See our co-founders’ credentials below:
Florida Institute for Clinical Research Founders
Dr. Humberto Cruz, D.O.
Co-founder, Family Medicine Physician, Principal Investigator
A board-certified family medicine physician, Dr Humberto Cruz has been conducting clinical trials in the United States since 2009. He has served as Principal Investigator for more than 1000 clinical trials and as the principal investigator for top enrolling trials in the US.
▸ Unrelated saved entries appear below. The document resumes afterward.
Issue #3468, opened 2023-07-21
MSSQL Connection Error


thumDer:
### ⚠️ Please verify that this bug has NOT been raised before.

- [X] I checked and didn't find similar issue

### 🛡️ Security Policy

- [X] I agree to have read this project [Security Policy](https://github.com/louislam/uptime-kuma/security/policy)

### 📝 Describe your problem

I am not able to connect to an MSSQL DB Instance. The connection string should be ok, I can connect to the db with MSSMS using the same credentials. I receive the error message provided below

### 📝 Error Message(s) or Log

Cannot read properties of null (reading '0')

### 🐻 Uptime-Kuma Version

1.22.1

### 💻 Operating System and Arch

Synology DSM 7.2-64570

### 🌐 Browser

Dr. Cruz received his undergraduate degree in biology from Indiana University Northwest, and went on to pursue a medical degree at Chicago College of Osteopathic Medicine. He completed his internship at Chicago Osteopathic Hospitals & Medical Center before moving to Orlando in 1994 to complete his family practice residency program at Florida Hospital East. In 1996, Dr. Humberto Cruz opened his private practice, The Center for Family Medicine in Orlando.
Dr. Cruz is an accomplished principal investigator. He is well-recognized in the pharmaceutical industry having successfully conducted several clinical trials.
Maria Lopez
Co-founder, Research Director
Ms. Lopez has been conducting clinical trials at The Florida Institute for Clinical Research since 1994. Due to her extraordinary attention to detail and thorough execution of studies, she was named Research Director in 2003, and she has continued to excel ever since. Ms. Lopez has been involved in over 1000 studies at The Florida Institute for Clinical Research and has worked on over 1500 in her career. She is CITI certified and a certified Clinical Research Coordinator. She is also a member of the Associates of the ACRP (Association of Clinical Research Professionals). Maria is in charge of the Regulatory Department at The Florida Institute for Clinical Research and works closely with sponsors and IRBs in order to ensure an efficient and expeditious submission of all essential regulatory documents. Maria strives to complete all regulatory submissions within 3-5 business days.